Changing an HTML page to Unicode

So you've heard that it's useful to use Unicode (UTF-8) for your pages rather than a legacy character encoding such as Latin1 (Windows 1252 or ISO 8859-1) or Shift_JIS, and you've heard that others are doing it, but you're not sure how it works.

This page will help you change the character encoding of your HTML page to UTF-8.

Answer

Below we summarise the information you need to convert a simple page to a Unicode character encoding. Follow the links to other articles on the site if you need to get detailed information about any step.

For much more detailed advice about converting complex sites, software and data to Unicode, see the article Migrating to Unicode.

Step 1: Save the data as UTF-8

It will not be sufficient to just change the declarations inside your pages to say that the page is encoded in UTF-8. You must ensure that your data is actually encoded, ie. saved, in UTF-8.
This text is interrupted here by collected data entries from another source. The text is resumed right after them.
PR #2769, opened 2022-02-11
OGC Requests: Check VERSION parameter

rldhont:
For OGC Requests, VERSION parameter is mandatory except for GetCapabilities requests.

* Funded by 3Liz

PR #2797, opened 2022-02-25
Fix: Extract Version from OGC XML Request

rldhont:
For OGC WXS, the version parameter is mandatory except for GetCapabilities request.
For OGC WXS, the request can be done with an XML Request. The root document contains a service attribute and can contain a version attribute.
The version has to be extracted from XML request to be checked before request processing.

* Linked to https://github.com/3liz/lizmap-web-client/pull/2769
* Funded by 3Liz

### DIFF
--- a/lizmap/modules/lizmap/lib/Request/Proxy.php
+++ b/lizmap/modules/lizmap/lib/Request/Proxy.php
@@ -86,6 +86,7 @@ class Proxy
     {
         $service = null;
         $request = null;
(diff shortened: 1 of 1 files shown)


rldhont:
Cypress green

rldhont:
Rebase to get cypress updated to 9.5.0 and Cypress tests are still green.

laurentj (approved):
lgtm

PR #2799, opened 2022-02-25
Fix: Use cache for QGIS Server plugins data

rldhont:
The request to QGIS Server to get plugins data is not QGIS Project dependant.
The requests have not to be perform each time lizmap needs to get the plugins list.

* Funded by 3liz

### DIFF
--- a/lizmap/modules/lizmap/classes/qgisServer.class.php
+++ b/lizmap/modules/lizmap/classes/qgisServer.class.php
@@ -30,6 +30,13 @@ class qgisServer
 
     public function getPlugins($project)
     {
+        $key = 'qgis/server/plugins';
+        $key = jCache::normalizeKey($key);
+        $plugins = jCache::get($key);
+        if ($plugins !== false && $plugins !== null) {
+            return $plugins;
+        }
+
         $plugins = array();
 
         // Check Lizmap plugin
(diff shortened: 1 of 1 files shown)


Gustry:
OK because it's a bugfix.

Please consider these `GetServerSettings` and `GetCapabilitiesAtlas` as deprecated ;-)
The other class to fetch data from the lizmap plugin is the way to go.

rldhont:
Cypress red

rldhont:
Cypress red - Only *should select the single point on map which turns yellow* failed

mdouchin (approved):

rldhont:
Rebase to get cypress updated to 9.5.0 and Cypress tests are now green.

lizmap/modules/lizmap/classes/qgisServer.class.php
```diff
@@ -30,6 +30,13 @@ public function __construct()
 
     public function getPlugins($project)
     {
+        $key = 'qgis/server/plugins';
+        $key = jCache::normalizeKey($key);
+        $plugins = jCache::get($key);
+        if ($plugins !== false) {
```
laurentj, line 36: The implementation of the plugin "file" for jCache is not consistent with other plugins (my fault). It may return null instead of false if the cache does not exist. Prefer to check both `false` and `null`.

laurentj (changes requested):

lizmap/modules/lizmap/classes/qgisServer.class.php
rldhont: Checked that `$plugins` is not `null` and not `false`.

rldhont:
@laurentj changes done and cypress tests are still green

laurentj (approved):

PR #2800, opened 2022-02-28
QGIS - Display the server commit ID if available

Gustry:
if we run a compiled QGIS, it's nice to know which commit we are running from the LWC interface.


mdouchin (approved):
I am curious, why did you prefer the URL
`https://github.com/qgis/QGIS/search?q=30022b436d96446740c62b98fc4434ccf5a8b4ed&type=commits`
to
`https://github.com/qgis/QGIS/commit/30022b436d96446740c62b98fc4434ccf5a8b4ed`
?

Gustry:
I'm currently in a QGIS server branch, not belonging to the QGIS core repository.

Not sure what is the best : 404 or search result.

I think there is one URL where GitHub will look across fork.

PR #2815, opened 2022-03-01
[Bugfix] lizmap service GetProj4 request

rldhont:
The method getProj4 from project return string and not DOM element

* Funded by 3liz


rldhont:
Cypress is green

mdouchin (approved):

If you are working with hand-edited files then you should use the options of your editor to save the file in UTF-8 rather than the encoding you were using. If you are building files from scripts and databases, you should ensure that the data is converted as necessary and that the correct parameters are set in your scripting environment.

Note that you may have to ensure that the data does not include a UTF-8 signature, also known as a byte-order mark (BOM).

Step 2: Declare the encoding in your page

You should change the character encoding declaration in your page (or add one if you don't already declare it).

In its simplest form, this looks as follows, and should come at the beginning of the head element in your HTML code.

<meta charset="utf-8">

Step 3: Ensure that your server does the right thing

Although your data is in UTF-8 and you have declared it in the page, your server may still be serving the page with an accompanying HTTP header that says it is something else.

Test it by putting the URL of your page in this form. It will take you to the Internationalization Checker. Look in the table for the row with the title HTTP Content-Type, under Character Encoding, and check that it says either UTF-8 or No encoding information found.

If the HTTP Content-Type shows an encoding other than UTF-8 you'll need to take steps to rectify it, because the declaration in the HTTP header will override information inside the page.

Server admin privileges are needed to change the encoding sent in the HTTP header, though you may be able to do so yourself even if you are serving files via an ISP. Consult your server admin person. See the explanation of one way to do this for an Apache server.